Mais la fièvre l'empêche d'être aussi bien sur ses gardes que d'ordinaire, son champ de vision se rétrécit d'un coup, il titube et Liam ne lui fera même pas l'honneur d'un coup de poing en retour. En effet, une simple grande baffe à toute volée suffi à lui faire perdre l'équilibre. L'androgyne s'écroule par terre sous la vigueur de la claque. Liam en tremble de rage, son cœur bat à tout rompre dans sa cage thoracique, le sang afflue à ses tempes, il a tapé si fort qu'il en a encore des fourmis dans la main. Sa colère dépasse tout ce qu'il a ressenti du genre, jusque maintenant, à cause de lui. Mais cet état va très vite retomber à la vue du rouquin à terre, emporté par un sentiment d'intense culpabilité, mêlé d'angoisse.

À moitié à quatre pates, Yann ne semble pas réussir à se relever, une main sur le sol, l'autre sur sa joue qui déjà se tuméfie, elle lui cache en partie le visage, du sang coule sur un coin de sa bouche.

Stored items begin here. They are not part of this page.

PR #4610, opened 2021-02-03
Better handling of closed self-intersecting paths in Expand Stroke

skef:
The overlap removal heuristics for closed contours were only appropriate for source contours that don't self-intersect. The output contours in such cases are kind of bizarre and processing them individually will have strange results. (For this reason it also makes little sense to use `removeinternal`/`removeexternal` with such contours, but caveat excogitator.)

This removes most of the special handling when using `removeoverlap=='layer'` and improves it when using `removeoverlap=='contour`` (by processing the left and right sides of an additional source contour together).

### DIFF
--- a/fontforge/splinestroke.c
+++ b/fontforge/splinestroke.c
@@ -2319,12 +2319,8 @@ static SplineSet *OffsetSplineSet(SplineSet *ss, StrokeContext *c) {
 	                         &closed, true);
 	    if ( !closed )
 		LogError( _("Warning: Left contour did not close\n") );
-	    else if ( c->rmov==srmov_contour ) {
-		left = SplineSetRemoveOverlap(NULL,left,over_remove);
-		SplineSetsCorrect(left, &trash);
-	    }
+
 	    cur = left;
-	    left = NULL;
 	}
 	if ( right!=NULL ) {
 	    CalcNibOffset(c, ut_ini, true, &no, -1);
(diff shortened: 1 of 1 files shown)


skef:
@dimitre Try this for (some of) your remaining problems. Analogous archive is here: 
[ses.zip](https://github.com/fontforge/fontforge/files/5921439/ses.zip)

dimitre:
totally solved the self intersecting even for bizarre complex shapes. 
Screen Shot 2021-02-03 at 18 33 54
Cheers!

skef:
Good! Are there any remaining problems with your sources?

dimitre:
@skef regarding expand stroke there is only one but it is super non standard, it used to work. 
If you think it is not useful I agree, if you want to look I can make a test case.
Screen Shot 2021-02-03 at 18 55 51

I still trying to debug a SEGFAULT that happens from time to time (in recent versions), not sure if it has something related to expand stroke or not.
And a spiro issue which I'll try to make the minimal case, most probable unrelated to the expand stroke.

skef:
We could put that zero problem in an issue (with whatever specific precision is needed to reproduce it) but whether it winds up on the "someday maybe" list depends on what the problem is. If it's extremely sensitive to setup-conditions then it might not be worth it. 

Obviously building with `-DCMAKE_BUILD_TYPE=Debug` will make the SEGV easier to identify once you hit it again.

@ctrlcctrlv No hurry on this since there's nothing further I need to PR, but if and when you do any testing try it with both `removeoverlap="layer"` (the default) and `removeoverlap="contour"` (or the dialog equivalents).

frank-trampe:
The code path is sufficiently tangled that I'm inclined to take a test-based review approach. If there are no objections, let's merge this.

frank-trampe (approved):

ctrlcctrlv:
No objection. That's the best way.

skef:
Just for the sake of completeness, let me explain the code a bit in a way that may make it easier to review:

We've just finished stroking a closed path. This could be an "0" or it could be a glyph contour we're turning into an "outline" style or making smaller or bigger (with internal only or external only) or it could be something more exotic like a stroked-font figure eight. 

The old code assumed everything was like an 0 or a glyph outline: a closed non-self-intersecting clockwise contour. Then (prior to processing) the "left" contour is the clockwise exterior and the "right" contour is the clockwise interior. So then you can just run Remove Overlap on the left (in case there were cusps). For the right you can reverse it, draw a big clockwise box around it, run Remove Overlap on that combination, and take the box away. 

If the source contour is self-intersecting or not clockwise these assumptions break down. In all cases but one it's therefore better to just run Remove Overlap on the *combination* of the two contours to get a proper result. You would think this causes a chicken-and-egg problem because you don't know the "clockwiseness" of the contours to begin with because they self-intersect, but it appears that the Remove Overlap algorithm is indifferent to the direction of the contours passed to it. However, it does *preserve* those directions, so when it's finished you need to get the them properly arranged. This is why I introduce SplineSetsCorrect() on that path. 

The special case is when the user chooses Internal Only or External Only. Then I just to back to the original assumption of a clockwise non-intersecting input contour because there's really nothing else to do with the tools I have. Anyone stroking a figure eight with one of those options probably doesn't have a solid handle on what they're doing anyway.

PR #4614, opened 2021-02-04
Protect against ceil(float) to int index overflow in splinefill.c

skef:
also: Fix ELOrder() leak in _SplinePointsListIsClockwise() (from Feb 2020)

Closes 4613

### DIFF
--- a/fontforge/splinefill.c
+++ b/fontforge/splinefill.c
@@ -276,7 +276,10 @@ return;
     }
     if ( es->interesting ) {
 	/* Mark the other end of the spline as interesting */
-	es->interesting[(int) ceil(e->mmax)]=1;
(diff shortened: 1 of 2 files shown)


frank-trampe:
@skef, what's the specific floating-point madness going on?

skef:
This is one of those cases where the arithmetic logic looks sound but because of floating point mushiness `cnt` can wind up as (arbitrary example) 99 and `mmax` on a given run can wind up as 98.0000000000034, which `ceil()` pushes to 99 which exceeds the allocated memory in the array. I could go back and reproduce to get the specific numbers but conceptually that's how it went. 

It's possible I missed something about how `mmax` is calculated so that the logic isn't sound but it looked that way to me.

frank-trampe (approved):

Issue #2603, opened 2025-11-12
Allow URL fetchers to raise uncaught exceptions/refactoring API


svbnet:
I have been using Weasyprint for a while and it's been great. However, one area I've found that could be improved on is the implementation of custom URL fetchers.

## Error handling

I believe I have a use case that's similar to a lot of peoples', which is that PDFs are generated largely using local assets, and indeed, the relevant Django and Flask packages are built to help with this. I would say the other use case is converting any random HTML document to a PDF, either through the CLI or other means.

For the former use case, I would consider it critical that all external URLs are fetched successfully. Since I'm able to test rendering with a HTML template and assets, and all assets should be present at render time, my preference would be for Weasyprint to not handle any exceptions raised when calling the URL fetcher. For example, in https://github.com/Kozea/WeasyPrint/blob/b6fea501019e709f018a6d0b3d5223bc45011162/weasyprint/images.py#L300 the exception is swallowed and logged. This makes it difficult to track down issues within the URL fetcher (without a debugger attached), or even just missing assets, since those log messages tend to get lost in the noise of the other logs.

For the latter case, I could see the current behaviour being acceptable - in the browser if an external asset isn't found then you see a fallback font, image broken icon and so on.

I have a proposed solution that I would be willing to implement in a PR:

* The `HTML` class accepts a new argument, `url_fetcher_error_mode`, that is an enum-like string of the following values:
  * `suppress`: (default) Silence and log exceptions raised in a URL fetcher.
  * `suppress_http_errors`: Do not silence exceptions raised in a fetcher except for `HTTPError`.
    * TODO: would it be better to implement a custom error class?
  * `raise`: Do not silence any exceptions.
* The `URLFetchingError` class features a new attribute, `cause`, that contains the inner exception. The `try...except` block in `urls.fetch` will pass this in the constructor.
* The `url_fetcher` function passed to dependent classes like `SVGImage` is wrapped depending on the `url_fetcher_error_mode`.
  * `suppress` will catch all exceptions and log them.
  * `suppress_http_errors` will catch `HTTPError` only and log it.
  * `raise` will not catch anything (`url_fetcher` is passed as-is).
* The `try...except` blocks where the URL fetcher is invoked are removed.

These changes aim to break existing code as little as possible, and solve for both of the above use cases. In particular, the `url_fetcher_error_mode` enum will allow existing users to opt-in to this new behaviour, and also retain the existing behaviour while being able to more easily debug logic errors in custom fetchers.

[...]

Issue #351, opened 2016-08-26
Add a "strict mode" flag that makes any error fatal


liZe:
See #124.

liZe:
Fixed by #2609.

PR #2609, opened 2025-11-18
#2603 Refactor URL fetcher API

svbnet:
* Introduce URLFetcherResource class that fetchers can return
* Update implementation and doc on `default_url_fetcher`
* Update resource fetching code for HTML and other resource modules
* Update unit test to test compat with existing fetcher functions

### DIFF
--- a/docs/first_steps.rst
+++ b/docs/first_steps.rst
@@ -507,7 +507,7 @@ fetcher:
             if url.startswith('graph:'):
                 graph_data = [float(value) for value in url[6:].split(',')]
                 string = generate_graph(graph_data)
-                return URLFetcherResponse(url, string=string, mime_type='image/png')
+                return URLFetcherResponse(url, string, {'Content-Type': 'image/png'})
             return super().fetch(url, headers)
 
     source = '<img src="graph:42,10.3,87">'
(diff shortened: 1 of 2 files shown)


liZe:
Thanks for the pull request, we’ll take a look at it after version 67 is released (we’re already late…).

liZe:
@svbnet @Alex-Sichkar I’ve updated the pull request to use a class for URL fetchers. It gives much more possibilities for users that can now use inheritance to create their fetchers.

A new error type has been added to stop the rendering, as asked in #2603 (and #351).

Old tests have been restored as they were, to be sure that we didn’t break retrocompatibility. New tests have been added for the new fetcher class.

Examples have also been added to the documentation. Feedback is welcome!

jclab-joseph:
I was facing the same problem, thanks for posting the PR!
I will wait for approval.

liZe:
@svbnet @Alex-Sichkar There are new `--no-http-redirects` and `--fail-on-http-errors` available with both the CLI and the Python APIs. I’m happy with the current result, it’s ready to be merged for me.

liZe:
Will fix #2603 and #351.

PR #2612, opened 2025-11-22
Fix corner cases and clean block layout

liZe:
Fix #2595.

@michalfapso this should solve your use case, feedback is welcome!


michalfapso:
Thanks a lot, @liZe. Your fix works well for my minimal example, but it still fails on my full project. I'll try to create another minimal example where this issue is present.

Issue #2617, opened 2025-11-30
Children of flex and grid elements can't be relatively positioned.


different55:
Child elements of flex and grid parents can't be relatively positioned away from where the flex/grid algorithm stashes them.

Test page:

```html
<style>
  * {
      box-sizing: border-box;
      padding: 0;
      margin: 0;
  }
  .container {
    outline: 1px solid black;
    outline-offset: -1px;
    height: 50px;
    width: 100px;
  }
  .flex {
    display: flex;
  }
  .grid {
    display: grid;
    grid-template-columns: 1fr 1fr;
  }
  .child {
    width: 50px;
    height: 50px;
    background: red;
    position: relative;
    left: 25px;
  }
</style>
<div class="flex container">
  <div class="child"></div>
</div>
<div class="grid container">
  <div class="child"></div>
</div>
```

Expectation:

<img width="75" height="75" alt="Two red boxes are centered within black outlines." src="https://github.com/user-attachments/assets/3ed43341-cc0f-436f-97e3-cb35027d4048" />

Actual behavior:

<img width="75" height="75" alt="Two red boxes sit on the far left side within black outlines." src="https://github.com/user-attachments/assets/a2f5b443-79a6-4a15-8877-694b625e5a7f" />

I'm working on a fix but I'm new to this codebase and struggling to get my bearings. Patience is appreciated!

liZe:
Closed by #2618.

Issue #2400, opened 2025-03-06
Flex support enhancement


liZe:
This issue is for grouping flex features requests and bugs.

If you’d like to have a new feature regarding flex properties or encounter an issue related to flex, you can check here if an issue isn’t already opened. If not, please open an issue and we’ll link it there :)

- [ ] support `min-content` and `max-content` sizes
- [ ] handle `break-before` and `break-after` for flex row items
- [ ] fragmentation in rows and `break-inside: avoid` for flex items 
- [ ] handle flex items with intrinsic size (images)
- [ ] handle flex items with `content`
- [ ] define auto size of the flex container
- [ ] avoid useless layouts for flex items – #1166
- [ ] support `visibility: collapse`
- [ ] take care of `min-*` and `max-*` properties for the flex container’s cross size
- [ ] seriously support `display: inline-flex`

moreaki:
I opened a focused PR for the flex row fragmentation item:

- #2741 targets the #2440 case only. It keeps per-item resume state for flex rows so side-by-side row items fragment together across pages.

For #2674, I tried a distilled version of the shape described in the issue (`row` flex container, child flex container with `flex-direction: column` and `flex-wrap: wrap`), but that reduced case already behaves correctly on current `main`. I think a fuller reduced example is needed to catch the auto-size bug shown in the screenshot.

For #1166, I added some implementation ideas here: https://github.com/Kozea/WeasyPrint/issues/1166#issuecomment-4294957391. The short version is that a safe path probably starts with side-effect-free flex item size measurement, then optionally caches those measurement results, instead of caching full layout output.

moreaki:
I opened #2742 for a small part of the flex min/max topic: auto-height row flex containers now clamp their computed cross size with `min-height` / `max-height`, including the `align-content: stretch` interaction for wrapped rows.

The remaining implementation gap for this #2400 bullet is broader than that PR:

- Column flex cross size (`min-width` / `max-width`) still needs dedicated coverage, especially auto-width and wrapped-column cases.
- Inline flex cross-size clamping and baseline interactions are separate.
- Definite cross-size cases with conflicting min/max constraints need tests.
- Pagination may need separate handling when min/max cross-size changes the flex container height near a page break.
- Intrinsic keywords (`min-content`, `max-content`, `fit-content()`) are adjacent but should probably be handled separately.

So #2742 is deliberately a narrow row auto-height slice, not complete flex min/max support.

moreaki:
[...]

Issue #2145, opened 2024-05-02
Grid support enhancements


grewn0uille:
This issue is for grouping grid features requests and bugs.

If you’d like to have a new feature regarding grid properties or encounter an issue related to grid, you can check here if an issue isn’t already opened.
If not, please open an issue and we’ll link it there :)

- [ ] `display: inline-grid`
- [ ] auto content size for grid containers
- [ ] `grid-auto-flow: column` − #2142 
- [ ]  subgrids
- [ ] `repeat(auto-fill, *)` and `repeat(auto-fit, *)`
- [ ] `auto` margins for grid items
- [ ] `span` with line names
- [ ] `span` for flexible tracks
- [ ] `safe` and `unsafe` alignments
- [ ] baseline alignment
- [ ] grid items with intrinsic size (images)
- [ ] distribute space beyond limits
- [ ] grid items larger than grid containers
- [ ] `min-width`, `max-width`, `min-height`, `max-height` on grid items
- [ ] complex `min-content` and `max-content` cases
- [ ] absolutely positioned and floating grid items
- [ ] fragmentation in rows

charliesneath:
Great to see this list! One clarification to see if this relates to a problem I've noticed:

> auto content size for grid containers

Does this mean that, for example, rows within a `display: grid` container layout would automatically resize their height to fit the size of their content? If so, then I can file a more specific issue to detail the behavior I'm looking for because this doesn't work now.

(My usual process is to get something working in Chrome, and then compare to the output of Weasyprint; Chrome is more forgiving but I want to make sure I can point to specific issues where possible).

Thanks for all your work on this!

liZe:
> Does this mean that, for example, rows within a `display: grid` container layout would automatically resize their height to fit the size of their content?

No, it means for example that a grid can’t find the maximum width of its content. Here’s an example:
```html
<div style="float: left">
  <div style="display: grid; grid: 1fr / 1fr 1fr; border: 1px solid red">
    <div>abc def</div>
    <div>abc def</div>
  </div>
</div>
```

In this example, we have one row with two columns with "abc def", so its maximum width is the width of "abc defabc def". WeasyPrint can’t find this width yet, it assumes that it is the width of "abc def", just as if it was a block containing other blocks.

> If so, then I can file a more specific issue to detail the behavior I'm looking for because this doesn't work now.

Yes, you can open another issue, and give us an example so that we can reproduce the problem.

PR #2618, opened 2025-11-30
Calculate relative offsets for grid and flex children.

different55:
My attempt at fixing #2617.

It's working, but I'm not sure if there's a better place to have slipped in the calls to block.relative_positioning(). Both grid_layout() and flex_layout() are pretty long and I started getting a little lost when following along with them.

I also added a new pair of tests to test_position.py, one for grid and one for flex. I also tested it on my HTML Resume I've been trying to faithfully PDF-ify.

### DIFF
--- a/tests/layout/test_position.py
+++ b/tests/layout/test_position.py
@@ -1,5 +1,7 @@
 """Tests for position property."""
 
+import pytest
+
 from ..testing_utils import assert_no_logs, render_pages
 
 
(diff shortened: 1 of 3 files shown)


liZe:
Hi @different55,

Thanks a lot for this pull request! This is a bit embarrassing, but we may have totally forgotten relative boxes in these layouts…

> It's working, but I'm not sure if there's a better place to have slipped in the calls to block.relative_positioning(). Both grid_layout() and flex_layout() are pretty long and I started getting a little lost when following along with them.

Then it’s time for us to improve the readability of these modules. :smile:

It seems to be pretty safe to put these lines here, that’s great :heart:, but I think I’ll move them for consistency (if we ever want to deduplicate the duplicated code from `block_container_layout`). For regular blocks, we call the function after the absolute children layout, so I think that I’ll move there too for the flex layout. For the grid layout, we may have forgotten the absolute children too :cry:, so it may require a few more lines too.

> I also added a new pair of tests to test_position.py, one for grid and one for flex. I also tested it on my HTML Resume I've been trying to faithfully PDF-ify.

That’s so cool, thanks a lot!

liZe:
I’ve added tests for absolute children… and they fail. For the flex layout, we’re close to a clean solution, but for grid there’s a lot left to do. I’ve added list items in the corresponding meta issues (#2145 and #2400), let’s keep them for later!

Thanks a lot for the report and for the code.

PR #2627, opened 2025-12-10
Add font-face support to SVG

jurriaan:
Not sure if this is how it should be implemented, but this fixes the issue where `@font-face` declarations within a SVG `<style>` where not parsed (and thus the font was not available for the SVG).

It does add the font to the font_config, which means the font will be available to the rest of the document, however this seems to be the case in browsers as well.

### DIFF
--- a/weasyprint/svg/__init__.py
+++ b/weasyprint/svg/__init__.py
@@ -839,7 +839,7 @@ class SVG:
 class Pattern(SVG):
     """SVG node applied as a pattern."""
     def __init__(self, tree, svg):
-        super().__init__(tree._etree_node, svg.url, svg.font_config)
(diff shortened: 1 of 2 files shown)


liZe:
Hi!

Thanks a lot for the pull request, it’s clean! I’ll just add some tests and clean a few things (we should keep the URL fetcher from `__init__` to use it in `draw`, for example) before merging.

jurriaan:
> Hi!
> 
> Thanks a lot for the pull request, it’s clean! I’ll just add some tests and clean a few things (we should keep the URL fetcher from `__init__` to use it in `draw`, for example) before merging.

@liZe Ah you're right, no need to pass the `url_fetcher` in the `draw` as well, cleaned it up and added some tests (that fail on main)

liZe:
That’s perfect, thanks a lot!

PR #2638, opened 2025-12-26
Update Python command for Windows installation steps

aoi2010:


liZe:
Hello,

Why do you need this change? Python from the store does install the `python3` command, doesn’t it?

aoishik:
Most of the user uses the one downloaded from https://www.python.org/ and it has python and py command and not python3 command. I think Microsoft Store one also uses the python command only.

liZe:
Well, why not. And let’s propose the Python Install Manager, as it’s the new way given in Python’s doc.

liZe:
Thank you!

PR #2640, opened 2025-12-29
PDF/A compability

dedalusMohantyMa:
I checked again with verapdf and it seems we do not really need subject but description to exist.
Changing how the xml elements are created should be sufficient.

### DIFF
--- a/weasyprint/urls.py
+++ b/weasyprint/urls.py
@@ -1,6 +1,5 @@
 """Various utility functions and classes for URL management."""
 
-import codecs
 import contextlib
 import os.path
 import re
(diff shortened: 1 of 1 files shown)


liZe:
Hi!

We don’t have problems with [our tests launched with VeraPDF](https://github.com/Kozea/WeasyPrint/actions/workflows/test_pdfa.yml), even with `subject` set instead of `description`. Adobe Acrobat seems to be OK too.

Do you have a specific problem you’d like to solve?

dedalusMohantyMa:
> Hi!
> 
> Thank you for this pull request.
> 
> We don’t have problems with [our tests launched with VeraPDF](https://github.com/Kozea/WeasyPrint/actions/workflows/test_pdfa.yml), even with `subject` set instead of `description`. Adobe Acrobat seems to be OK too.
> 
> Do you have a specific problem you’d like to solve?

Hi, I will retest it. I think it got solved by you guys already ^^

PR #2646, opened 2026-01-05
SVG: Add font shorthand support for text elements (fix #2255)

### LINKED ISSUE #2255: 'font' CSS shorthand property ignored in SVG 'text' elements
The font properties set via a 'font' CSS shorthand property seem to be totally ignored when rendering text elements inside SVG images.

Here is a minimal SVG to reproduce the issue:
```
<svg xmlns="http://www.w3.org/2000/svg"  viewBox="0 0 400 400">

<style>
   .octl text {
         font: cursive;
          fill: purple;
          stroke: white;
          stroke-width: 0.1mm;
          stroke-linecap: butt;
          stroke-linejoin: miter;
   }

   	line {
	    stroke: black;
	}
</style>
<g class="octl">
<text class="octl" x="7mm" y="7mm">Text 14mm in cursive.</text>
<line x1="7mm" y1="7mm" x2="7mm" y2="0mm" />
<line x1="7mm" y1="10mm" x2="14mm" y2="10mm" />
</g>
</svg>
```

It renders well in the PDF from Firefox:

screenshot_firefox

But Weasyprint uses default font family and size:

screenshot_weasyprint

font1
[font1-firefox.svg.pdf](https://github.com/user-attachments/files/17056914/font1-firefox.svg.pdf)
[font1-weasyprint.svg.pdf](https://github.com/user-attachments/files/17056916/font1-weasyprint.svg.pdf)

a-usatenko:
## Description
Implements minimal support for SVG `font` shorthand property as per SVG 1.1 specification.

## Changes
- Added `_parse_simple_font_shorthand` method to `Node` class
- Supports basic `<font-size> <font-family>` format
- Handles common CSS units (px, em, rem, pt, %, mm, cm)
- Returns empty dict for complex/invalid shorthand values
- Added comprehensive unit and integration tests

## Testing
- Unit tests for parser edge cases
- Integration tests for rendering and inheritance  
- Follows existing test patterns
- No regression in existing functionality

## Notes
- This is a temporary minimal implementation
- Complex CSS font shorthand (with style/weight/line-height) is ignored

Fixes #2255


liZe:
The overall logic is cool, thanks a lot! :heart: 

I’ll change a few things:
- separate the expander and `style` attribute logic, so that we can set `font` as an XML attribute too, :heart_eyes: 
- let the validators validate the input (and don’t duplicate the units detection for example),
- simplify the code and remove the separate function (as it’s only 4 lines without the validation),
- merge the unit and draw tests, now that we don’t handle units in our code.

If you’re OK with these changes, it’s time to merge!

a-usatenko:
@liZe Thank you for the review and improvements! 

I really like how you simplified the code — using `.pop()` and moving the logic directly into cascade is much cleaner than my separate function.

The test integration into test_text.py also makes perfect sense.

I'm excited to see this merged for v68.0! 🚀

Issue #1698, opened 2022-07-31
Add support for CSS Shape Module


citorva:
This module allows a designer to align text with a custom shape or path and set a space between the object and the text.
This module is defined as a Candidate Release [here](https://www.w3.org/TR/css-shapes/)
It provides three properties:
- [`shape-outside`](https://www.w3.org/TR/css-shapes/#propdef-shape-outside): The shape that the text area should follow
- [`shape-margin`](https://www.w3.org/TR/css-shapes/#propdef-shape-margin): The margin between the shape’s border and the text area.
- [`shape-image-threshold`](https://www.w3.org/TR/css-shapes/#propdef-shape-image-threshold): The alpha channel threshold used to extract the shape using an image. A value of 0.5 means that the shape will enclose all the pixels that are more than 50% opaque.

liZe:
That would be a nice feature to have!

itlackey:
+1 for this feature!

itlackey:
This is the biggest missing feature and what is keeping browser based tools as my go to. If there is guidance on how to achieve similar behavior, please point me in the right direction. I would love to switch over but need text wrapping around image shapes.

liZe:
> If there is guidance on how to achieve similar behavior, please point me in the right direction. I would love to switch over but need text wrapping around image shapes.

Thanks for your help!

This issue is really, really, really complex. You’ll need solid knowledge in Python, CSS, geometry. And probably a few weeks. 😁

The first step is to support the CSS properties validation. This is done by [adding validators](https://github.com/Kozea/WeasyPrint/blob/main/weasyprint/css/validation/properties.py) and [initial values](https://github.com/Kozea/WeasyPrint/blob/main/weasyprint/css/properties.py). `shape-margin` and `shape-image-threshold` are straightforward, but `shape-outside` is… well… a nightmare.

You then have to add [computed values](https://github.com/Kozea/WeasyPrint/blob/main/weasyprint/css/computed_values.py).

When this is done, the management of floats during the layout has to be adapted to handle shapes.

[...]

PR #2668, opened 2026-01-21
Shape outside support

itlackey:
* #1698 

## Add CSS Shapes Level 1 documentation to API reference

Documents the newly implemented shape-outside feature including:
- Box keywords (margin-box, border-box, padding-box, content-box)
- Shape functions (circle, ellipse, polygon, inset)
- Shape-margin property and reference box combinations
- Example CSS usage
- List of unsupported features (shape-image-threshold, url(), path())

## Enhance shape boundary handling for text wrapping and border-radius support

- Update `test_inset_with_margin_text_wrap` to clarify shape boundary usage.
- Improve `avoid_collisions` to sample bounds for curved shapes at multiple Y positions.
- Modify `_create_base_boundary` to create `InsetBoundary` for elements with border-radius.
- Add `_get_border_radii` function to extract border-radius values for shape calculations.
- Add shape-image-threshold property and implement ImageBoundary class for alpha channel extraction
- Add CSS Shapes Level 1 features and documentation to changelog

## Tests: 117 tests

- Fix critical edge cases in shape boundary classes
- CircleBoundary: Return None for zero/negative radius
- EllipseBoundary: Return None for zero/negative rx or ry
- PolygonBoundary: Mark polygons with < 3 points as degenerate
- InsetBoundary: Guard sqrt operations with max(0, ...) for floating-point precision


itlackey:
Pushed a branch with a new book example I used for testing: https://github.com/itlackey/weasyprint-samples/tree/dev/shape-outside

liZe (changes requested):
Thanks for the PR, it’s pretty cool!

I like the choice to avoid `path()` (and `shape()`?). Your comment and the documentaton include `shape-image-threshold` and `url()`, but they’re supported, right? I think that SVGs are also unsupported, and that’s a good idea if we don’t want to actually spend weeks on that. 😄 That’s a good way to cover most of the common use cases fast.

Many comments are just small details.

The main problem for me is the boundary detection logic. I think that it would be better to let the box handle this complexity (and have not much in float), and that the box API should give the max boundaries for a range instead of a single y value. Do you agree with that?

For the tests, it may be interesting to dispatch them into different files, and to add drawing tests. If you don’t want to spend more time on them, tell me, I’ll do that later.

I’ll review `shapes.py` and the parsing details later.

itlackey:
Just checking in. I found a memory/performance regression when working on large documents with high resolution images. I hope to get back to debugging this weekend.

*I will also address the comments/issues highlighted above

liZe:
Hi @itlackey, did you find some time to take a look at the comments?

grewn0uille:
Hi,

I close that PR for now. We’ll reopen it if you find time to take a look at it!

PR #2671, opened 2026-01-27
Improve API compatibility between URLFetcherResponse and addinfourl

liZe:
Adding deprecated functions and using an integer for `status` in `URLFetcherResponse` increases the compatibility with `urllib.response.addinfourl` and external code that depends on that.


jurriaan:
Thanks a lot!

PR #2681, opened 2026-02-11
Add dc:description to pdf/a meta data

dedalusMohantyMa:
Bildschirmfoto vom 2026-02-11 16-30-36

As you can see the current version is not compliant as apparently `dc:description` is missing.
I added this to the current implementation, so that it is not missing anymore and veraPDF does not complain.


liZe:
@dedalusMohantyMa Hi!

Thanks for the pull request, we finally could reproduce the problem.

Do you know if we could just replace `subject/Bag` by `description/Alt`, instead of using both? It seems to work for PDF/A validation, and the field description in the XMP specification seems to match what we want ("textual description of the content of the resource").

liZe:
I’ve replaced the old field by the new one. Feel free to add a comment if there’s something wrong!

Liam hésite, il s'en veut, il n'avait jamais frappé personne avant, tout ceci est ridicule, il ne sait même pas exactement pourquoi Yann est fâché après lui. Les jambes de Yann refusent visiblement de le porter, dans un élan de compassion, Liam lui tend la main.

- Ne me touche pas ! crache l'androgyne.

- Je... Je suis désolé.

- Putain mais arrête ! Tu ne piges vraiment rien ma parole !

- Non c'est vrai, j'ai juste l'impression que tu fais tout pour me pousser à bout.

- Et après ?

- C'est-ce que tu cherches ?

- ...

- Yann ne me dis pas, que c'est ce que tu avais en tête ?

- ...

- J'hallucine !

- ...

- Est-ce que tu te rends compte que je n'avais jamais frappé personne, pourquoi Yann ?

- Parce que tu es con !

- Ok, écoute, je suis fatigué et toi aussi, rentrons.

- Arrête de faire ça ! Tu voulais me foutre dehors, putain va au bout de tes idées !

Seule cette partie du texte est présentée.